Beginning at the line that includes "exactly the same." in the entries below, print each line exactly as it appears, through the last one.

*** Listed entries ***

PR #20209, opened 2025-10-28
[graf2d] allow zero outer margins when dividing canvas

rlalik:
# This Pull request:
Implements feature proposed here: https://github.com/root-project/root/pull/20165#issuecomment-3434969088
## Changes:
* When `nx` or `ny` is negative, the pads is divided according to `abs(nx)` or `abs(ny)`, but the outer margins is set to 0. The inner margins are equal to `xmargin` and `ymargin`, respectively. Demo of the new feature in the bottom row of the image:
image

Created with macro:

```cpp
void can_test(int nx = 3, int ny = 3, int color = 46) {
    /* can_0 to can_6 here, not relevant */
    TCanvas * can_7 = new TCanvas("can_7", "can_7", 200, 664, 200, 200);
    can_7->Divide(-nx, -ny, 0.05, 0.05, color);
    can_7->Draw();

    TCanvas * can_8 = new TCanvas("can_8", "can_8", 408, 664, 200, 200);
    can_8->Divide(-nx, ny, 0.05, 0.05, color);
    can_8->Draw();

    TCanvas * can_9 = new TCanvas("can_9", "can_9", 616, 664, 200, 200);
    can_9->Divide(nx, -ny, 0.05, 0.05, color);
    can_9->Draw();
}
```
## Checklist:

- [x] tested changes locally

Also related to #20138


graf2d/gpad/src/TPad.cxx
```diff
@@ -1269,30 +1272,44 @@ void TPad::Divide(Int_t nx, Int_t ny, Float_t xmargin, Float_t ymargin, Int_t co
...
-   if (ny <= 0) ny = 1;
-   Int_t ix, iy;
-   Double_t x1, y1, x2, y2, dx, dy;
-   TPad *pad;
+   if (nx == 0)
+      nx = 1;
+   if (ny == 0)
+      ny = 1;
+
+   // Outer margins, equal to half of the inner margin. Set to zero in nx or ny are negative.
```
ferdymercury:
```suggestion
   // Outer margins, equal to half of the inner margin. Set to zero if nx or ny are negative.
```

rlalik: Fixed. I also force pushed the commit, made no sense for a such small change.

rlalik:
I force pushed small fix. In the previous version I was generating margins twice smaller than in the original implementation. So in my implementation whenever I use `xmargin` or `ymargin` I must use `2 * x(y)margin` to achieve backward compatibility. Now is fixed. I also updated the image and test macro.

couet (approved):

rlalik:
@couet But I started to have a second thoughts. Unfortunately, my proposed solution, if run on older ROOT version, will fall for the previous behavior:
```cpp
   if (nx <= 0) nx = 1;
   if (ny <= 0) ny = 1;
```
and if someones does `can->cd(3)`, the code will silently crash without explanation.

So perhaps other idea would be one of two:
1. What is the special case for `xmargin` and `ymargin` `< 0`? I asked a couple of time about this but never got answer. Is it really used? It could be used (and it was my initial idea) to use negative values for zero outer margins, if this case isn't really used by anyone - and I don't know why it should be used as it produces odd case.
2. Change signature of `Divide` function to:
```cpp
void TPad::Divide(Int_t nx, Int_t ny, Float_t xmargin, Float_t ymargin, Int_t color, Float_t xmargin_outer = 999.0, Float_t ymargin_outer = 999.0)
```
or make an overload:
```cpp
void TPad::Divide(Int_t nx, Int_t ny, Float_t xmargin, Float_t ymargin, Int_t color, Float_t xmargin_outer, Float_t ymargin_outer)
```
This is more flexible as allows to adjust the outer margin - may not be 0 but may also be smaller than inner margins. If value is 1 or more (for the case with defaults), then inner `x(y)margins` are used as the outer margin. This will also not work with the older ROOT but at least will give compilation/execution error which user can lookup in the documentation. But this is ABI breaking change.

couet:
I do not think a negative marging has some meaning. It is not allowed. In SetMargin one can see this protection:
```
if ([margin < 0 || margin >1) margin = 0.1;
```

rlalik:
> I do not think a negative marging has some meaning. It is not allowed. In SetMargin one can see this protection:
> 
> ```
> if ([margin < 0 || margin >1) margin = 0.1;
> ```

But documentation says something else. Please see this comment: https://github.com/root-project/root/issues/20138#issuecomment-3453402963 and see the image which is just above. The lower row of canavses has odd behavior - non-zero top-right margins. I reported that in my first issue. And in the code the top-right margin is somehow treated in a special way. So perhaps this special case should be removed? Perhaps it is some very obsolete code and not relevant today?

couet:
Ok I need to check....

couet:
The margins <0 means there is now space between the pads. May be there is somthing wrong in that case. Does your PR fixes it ? That's very old code  which was not change since 21 years. May be it can be improved as you suggest.

rlalik:
I tried to not modify this behavior as it was explicitly documented, so assumed that it is important to keep it as it is. So I changed from initial idea of using negative margins to negative divisions numbers. But if you say, I can get back to initial idea of negative margins, and remove the this old obsolete code.

couet:
Yes negative margins means no spaces betwen the pads. This code was introduced by this PR: https://github.com/root-project/root/commit/e2cbbfc8f6a9aac832ba111ef9b9e07075cff01a

it says: 

_Extend the functionality of TPad::Divide when xmargin=0 and ymargin=0.
In this case the pad is divided with no space between the subpads.
The size of each useful frame inside each pad is identical.
eg, try the following script:_
```
void divpad(Int_t nx=3, Int_t ny=2) {
   TCanvas *c1 = new TCanvas("c1");
   c1->Divide(nx,ny,0,0);
   Int_t number = 0;
   TH1F *h = new TH1F("h","h",100,-3.3,3.3);
   h->GetXaxis()->SetLabelFont(53);
   h->GetXaxis()->SetLabelSize(10);
   h->GetYaxis()->SetLabelFont(53);
   h->GetYaxis()->SetLabelSize(10);
   h->SetMaximum(30*nx*ny);
   h->SetFillColor(42);
   for (Int_t i=0;i<nx*ny;i++) {
      number++;
      c1->cd(number);
      h->FillRandom("gaus",1000);
      h->DrawCopy();
   }
}
```
When you run this example it looks fine.

rlalik:
Margins set to 0 are fine. But margins set to negative number give the odd top-right non-negative margin, and left-bottom zero margin. See the middle row of the image on top of the page.

couet:
In the example above (given in the original PR) if i put negative margins like:
```
c1->Divide(nx,ny,.1,-1);
```
I get exactly the same plot as the original with margins = 0.

rlalik:
I took your example and made only this change: `c1->Divide(nx,ny,1,-1, 38);` to add color to subpad and set negative margin:
```cpp
void divpad(Int_t nx=3, Int_t ny=2) {
   TCanvas *c1 = new TCanvas("c1");
   c1->Divide(nx,ny, 1, -1, 38);
   Int_t number = 0;
   TH1F *h = new TH1F("h","h",100,-3.3,3.3);
   h->GetXaxis()->SetLabelFont(53);
   h->GetXaxis()->SetLabelSize(10);
   h->GetYaxis()->SetLabelFont(53);
   h->GetYaxis()->SetLabelSize(10);
   h->SetMaximum(30*nx*ny);
   h->SetFillColor(42);
   for (Int_t i=0;i<nx*ny;i++) {
      number++;
      c1->cd(number);
      h->FillRandom("gaus",1000);
      h->DrawCopy();
   }
}
```
The result is following:
c1
Can you past image generated by this exact figure on your system? You are plotting white backgrounds so you may not be able to notice the odd margins.

ferdymercury:
> the odd margins

I guess it leaves as much margin on the right part as the space on the left for the y axis labels?  Same for top vs bottom x labels. So that the axes lines are centered.

couet:
This is done on purpose. This divide allows to have the exact save drawing area for all the pads. The right and top margins (green in your case) compensate the left and bottom margins in which the  axis are drawn. That's what _"The current pad margins are recomputed to optimize the layout"_ means. This avoid the effect you get with 0 margins in which the drawing area are not all the same:


```
void divpad(Int_t nx=3, Int_t ny=2) {
   TCanvas *c1 = new TCanvas("c1");
   c1->Divide(nx,ny,0.00001,0.00001);
   Int_t number = 0;
   TH1F *h = new TH1F("h","h",100,-3.3,3.3);
   h->GetXaxis()->SetLabelFont(53);
   h->GetXaxis()->SetLabelSize(10);
   h->GetYaxis()->SetLabelFont(53);
   h->GetYaxis()->SetLabelSize(10);
   h->SetMaximum(30*nx*ny);
   h->SetFillColor(42);
   for (Int_t i=0;i<nx*ny;i++) {
      number++;
      auto p = c1->cd(number);
      if (i!= 0 && i!=3) p->SetLeftMargin(0.0);
      p->SetRightMargin(0.0);
      if (i<3) p->SetBottomMargin(0.0);
      p->SetTopMargin(0.0);
      h->FillRandom("gaus",1000);
      h->DrawCopy();
   }
}
```
Screenshot 2025-10-28 at 16 24 15

This divide (with negative margins) allows to get easily common axis for all pads making sure the drawing area has the same size in all pads.

rlalik:
Ok, after this explanation it is much more clearer for me why this mode is introduced, so also it shouldn't be touched. I don't know, maybe it is only me, but perhaps the documentation could be slightly reworded to made it clearer. But as I just say, maybe it's only me who didn't get the idea.

But that means I have no good way to implement my idea of outer margins. The only idea left for me for now is to:
1. Change signature of Divide function to:
```cpp
void TPad::Divide(Int_t nx, Int_t ny, Float_t xmargin, Float_t ymargin, Int_t color, Float_t xmargin_outer = 999.0, Float_t ymargin_outer = 999.0)
```
2. or make an overload:
```cpp
void TPad::Divide(Int_t nx, Int_t ny, Float_t xmargin, Float_t ymargin, Int_t color, Float_t xmargin_outer, Float_t ymargin_outer)
```

couet:
Yes a better explanation will be useful. 
Regarding the outer margins is it not already there via the canvas margins ?
```
void divpad(Int_t nx=3, Int_t ny=2) {
   TCanvas *c1 = new TCanvas("c1");
   c1->SetLeftMargin(0.3);
   c1->SetRightMargin(0.3);
   c1->SetTopMargin(0.3);
   c1->SetBottomMargin(0.3);
   c1->Divide(nx,ny,-1);
   Int_t number = 0;
   TH1F *h = new TH1F("h","h",100,-3.3,3.3);
   h->GetXaxis()->SetLabelFont(53);
   h->GetXaxis()->SetLabelSize(10);
   h->GetYaxis()->SetLabelFont(53);
   h->GetYaxis()->SetLabelSize(10);
   h->SetMaximum(30*nx*ny);
   h->SetFillColor(42);
   for (Int_t i=0;i<nx*ny;i++) {
      number++;
      c1->cd(number);
      h->FillRandom("gaus",1000);
      h->DrawCopy();
   }
}
```
Also [this example ](https://root.cern/doc/master/canvas2_8C.html)is may be useful.

rlalik:
No, this example works only if you use the optimized mode. It will not work if both margins are non-negative. As it was in the old code (before my PR):
```cpp
      dy = 1/Double_t(ny);
      dx = 1/Double_t(nx);
      for (iy=0;iy<ny;iy++) {
         y2 = 1 - iy*dy - ymargin;
         y1 = y2 - dy + 2*ymargin;
```
so this line ignores the top canvas margins. It could be changed to work with top margins and in my opinion it would be most elegant, but will break existing macros. But with proper documentation, could we live with this backward compatibility breakage?

rlalik:
So, that would be my proposal to have TPad::Divide which respects the top-level canvas margins. The pros is better control of the layout; cons, is the broken of existing macros.
 If the old code was:
```cpp
c->Divide(3, 2, 0.02, 0.01);
```
the new code must be:
```cpp
c->SetLeftMargin(0.02); // old xmargin
c->SetBottomMargin(0.01); // old ymargin
c->SetRightMargin(0.02); // old xmargin
c->SetTopMargin(0.01); // old ymargin
c->Divide(3, 2, 0.04, 0.02); // two times old x,y margins
```
to achieve the same result.

This is how the pad would look with some custom:
canvas_divide_custom
and this if default are used:
canvas_divide_default
and this if one used code to reproduce old defaults:
canvas_divide_old_default

rlalik:
I also updated the documentation. In case that this PR would not be accepted, one has to update the doc of `TPad::Divide`, since this is incorrect:
```cpp
///  - xmargin is the space along x between pads in percent of canvas.
///  - ymargin is the space along y between pads in percent of canvas.
```
This is more correct (could be add to #20260):
```cpp
///  - xmargin is the space around each pad along x, distance between pads along x is equal to 2*xmargin.
///  - ymargin is the space around each pad along y, distance between pads along y is equal to 2*ymargin.
```
With this PR, the old documentation is correct as `xmargin` and `ymargin` are now distances between pads, so no need for this change.

rlalik:
Here are a couple of more scripts to test the effect of this PR:
```cpp
/*
 * Make canvas:
 * @param name canvas name/title
 * @param sx, sy windows screen position x, y
 * @param wx, wy window size
 * @param nx, ny canvas division
 * @param xm, ym canvas inner margins
 * @param ml, mb, mr, bt top-level canvas margins (outer margis) left, bottom,
 * right, top
 */
void make_canvas(const char *name, int sx, int sy, int wx, int wy, int nx, int ny, float xm, float ym, float ml,
                 float mb, float mr, float mt)
{
   auto c = new TCanvas(name, name, sx, sy, wx, wy);
   // c->SetFillColor(38);

   c->SetLeftMargin(ml);
   c->SetBottomMargin(mb);
   c->SetRightMargin(mr);
   c->SetTopMargin(mt);

   c->Divide(nx, ny, xm, ym, 46);

   auto h = new TH1F("", "", 100, -3.3, 3.3);
   h->GetXaxis()->SetLabelFont(43);
   h->GetXaxis()->SetLabelSize(12);
   h->GetYaxis()->SetLabelFont(43);
   h->GetYaxis()->SetLabelSize(12);
   h->GetYaxis()->SetNdivisions(505);
   h->SetMaximum(30 * nx * ny);
   h->SetFillColor(41);

   Int_t number = 0;
   for (Int_t i = 0; i < nx * ny; i++) {
      number++;
      c->cd(number);
      h->FillRandom("gaus", 1000);
      h->DrawCopy();
   }
}

void can_test2()
{
   auto wx = 200; // width and heigh
   auto wy = 200;
   auto sx = 200; // initial canvas position
   auto sy = 200;
   auto dx = 208; // canvas next screen x position
   auto dy = 232;

   auto nx = 3;
   auto ny = 2;

   make_canvas("can_0_0", sx + dx * 0, sy + dy * 0, wx, wy, nx, ny, 0.05, 0.05, 0.1, 0.1, 0.1, 0.1);
   make_canvas("can_0_1", sx + dx * 1, sy + dy * 0, wx, wy, nx, ny, 0.01, 0.01, 0.1, 0.1, 0.1, 0.1);
   make_canvas("can_0_2", sx + dx * 2, sy + dy * 0, wx, wy, nx, ny, 0.00, 0.00, 0.1, 0.1, 0.1, 0.1);

   make_canvas("can_1_0", sx + dx * 0, sy + dy * 1, wx, wy, nx, ny, 0.05, 0.05, 0, 0, 0, 0);
   make_canvas("can_1_1", sx + dx * 1, sy + dy * 1, wx, wy, nx, ny, 0.01, 0.01, 0, 0, 0, 0);
   make_canvas("can_1_2", sx + dx * 2, sy + dy * 1, wx, wy, nx, ny, 0.00, 0.00, 0, 0, 0, 0);

   make_canvas("can_2_0", sx + dx * 0, sy + dy * 2, wx, wy, nx, ny, 0.05, 0.05, 0.05, 0.05, 0, 0);
   make_canvas("can_2_1", sx + dx * 1, sy + dy * 2, wx, wy, nx, ny, 0.01, 0.01, 0, 0.05, 0, 0.05);
   make_canvas("can_2_2", sx + dx * 2, sy + dy * 2, wx, wy, nx, ny, 0.00, 0.00, 0.05, 0, 0.05, 0);
}
```
image

couet:
I modified my PR regarding the documention is it ok for you If I merge it ? https://github.com/root-project/root/pull/20260
Regarding your new version of this PR I need to look more closely.

couet:
It looks like you need to rebase/take the mods I did in the help.

rlalik:
> It looks like you need to rebase/take the mods I did in the help.

I did rebase after your PR being merged.

graf2d/gpad/src/TPad.cxx
```diff
@@ -1225,13 +1225,12 @@ Int_t TPad::DistancetoPrimitive(Int_t px, Int_t py)
...
-///  - ymargin defines the vertical spacing around each pad as a percentage of the canvas
-///    height. Therefore, the distance between two adjacent pads along the y-axis is equal
-///    to twice the ymargin value.
+///  - xmargin defines the horizontal spacing between each pad as a percentage of the canvas
+///    width.
+///  - ymargin defines the vertical spacing between each pad as a percentage of the canvas
+///    height.
 ///  - color is the color of the new pads. If 0, color is the canvas color.
+///  - All pads are contained within the inner area defined by the canvas margins.
 ///
```
ferdymercury, line 1234:
```suggestion
/// - Note that, if you don't have a background color of your pad, the spacing between pads might look larger than specified,
/// since in the default case, each pad has internally an empty space on the right equal to the space filled on the left for the y axis labels 
```

Maybe sth along these lines would be helpful, since most people don't put background color on their pads.

tutorials/visualisation/graphics/canvas_divide_example.C
```diff
@@ -0,0 +1,118 @@
+// variants: 0  - custom values
+//           1  - default values
+//           2+ - old default values
```
ferdymercury: Maybe specify that old refers to anything before 6.40

ferdymercury (approved):

tutorials/visualisation/graphics/canvas_divide_example.C
rlalik: No chance of having this in 6.38.0?

ferdymercury: Not sure, that for couet to decide. I think 6.38.0 is in feature-freeze status.

rlalik: I enriched the example description (not committed yet):
```
/// ROOT 6.40.0 changed how the canvas are divided into subpads. Before, the TPad::Divide
/// with typical arguments (positive `xmargin` and `ymargin` values) function was not respecting
/// canvas own margins for the inner area. This limited flexibility of defining canvas layout.
///
/// As it was changed and fixed in 6.40.0, this macro demonstrates how the new TPad::Divide function
/// works, what are the current default values, and how to reproduce the old behaviour.
///
/// This example can be run with optional argument (default is 0):
///  * 0  - will demonstrate current custom layout behaviour,
///  * 1  - will show default values (starting from 6.40.0) where the canvas margins are respected
///         and the subpad canvas are customised (the default values are put explicitly because we
///         also want to modify the pads background colour for better visibility of the layout),
///  * 2 (or anything else than 0, 1) - will restore old default values (for root before 6.40.0).
///      Note that the `xmargin` and `ymargin` are doubled in TPad::Divide call in respect to the
///      old defaults, and the canvas margins also must be modified.
/// ~~~{.cpp}
/// const auto xmargin = 0.01; // old default xmargin
/// const auto ymargin = 0.01; // old default ymargin
/// c->SetMargin(xmargin, xmargin, ymargin, ymargin);
/// c->Divide(nx, ny, 2 * xmargin, 2 * ymargin, 46);
/// ~~~
```
Let me know if you would like to change something in it before I commit.

graf2d/gpad/src/TPad.cxx
```diff
@@ -1225,13 +1225,16 @@ Int_t TPad::DistancetoPrimitive(Int_t px, Int_t py)
 /// Automatic pad generation by division.
 ///
 ///  - The current canvas is divided in nx by ny equal divisions (pads).
-///  - xmargin defines the horizontal spacing around each pad as a percentage of the canvas
-///    width. Therefore, the distance between two adjacent pads along the x-axis is equal
-///    to twice the xmargin value.
-///  - ymargin defines the vertical spacing around each pad as a percentage of the canvas
-///    height. Therefore, the distance between two adjacent pads along the y-axis is equal
-///    to twice the ymargin value.
+///  - xmargin defines the horizontal spacing between each pad as a percentage of the canvas
```
couet, line 1228: This is overwriting the changed I did in the help. It goes back to the old help.

couet (commented):
the PR is going back it overwrites the changes I did

graf2d/gpad/src/TPad.cxx
ferdymercury: I think he is proposing to change behavior in 6.40, and the new behavior matches by chance the old help message

rlalik: Yes, I already wrote that here https://github.com/root-project/root/pull/20260#issuecomment-3481044532 that f this PR is accepted, the old doc will stay valid and no need to change the x/y margin definition. But I think, in the end, the documentation become better, since I reworded your documentation to have it better in this PR.

tutorials/visualisation/graphics/canvas_divide_example.C
```diff
@@ -0,0 +1,118 @@
...
+void canvas_divide_example(int use_variant = 0)
```
couet, line 32: Look at the other examples: they all have a standard header. You should add a header

rlalik: I had it already but not commited yet, but now it is in. You can have a look on that.

linev:
I re-open PR to start CI again.

ferdymercury (commented):
I'd suggest mentioning this also in the ReleaseNotes

linev:
I see very long discussion - and code which is no longer corresponds to original description of the PR.
And there are many failing tests.

In general I like idea to respect margins when divide pad, 
but at the same time I want to preserve default behavior of `TPad::Divide()` method.

My proposed solution is following.

Meaning of `nx` and `ny` parameters is not changed. 

That will be changed - `xmargin` and `ymargin` can be positive or negative. 

If both positive (` >= 0`) - `TPad::Divide()` works as before.

When `xmargin`  negative - pad division inside configured X-margins is performed, as a gap absolute value of `xmargin` will be used. Same for `ymargin`.

So one can have flexibility to configure independently boundary around subpad (via margins) and gaps between subpads. I guess, it was main point of Rafal.

@rlalik Are you willing to redo your PR or should I made it.

rlalik:
@linev from the discussion in thes PR, specifically https://github.com/root-project/root/pull/20209#issuecomment-3456907403 and following (and also before), negative values of x or y margin have special meaning of adjusting right margin to match left margin, it is in the `TPad::Divide` implementation:
```c++
   if (xmargin >= 0 && ymargin >= 0) {
      //general case
      // ... code here
   } else {
      // special case when xmargin < 0 or ymargin < 0
      // ... code here
   }
  ```
So not sure if we should change this. My proposed behavior with negative nx/ny do not modify old behavior but introduces new feature for values before not used (or at least not documented).

linev:
1. I did not found place where negative `nx` or `ny` are handled in your code.
2. When `(xmargin >= 0 && ymargin >= 0)` code should remain exactly the same.
3.  I want to handle X and Y direction independently. When `xmargin < 0`, different approach applied for X axis, but Y remain the same.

*** End of Listed entries ***

### Response area
2. When `(xmargin >= 0 && ymargin >= 0)` code should remain exactly the same.
3.  I want to handle X and Y direction independently. When `xmargin < 0`, different approach applied for X axis, but Y remain the same.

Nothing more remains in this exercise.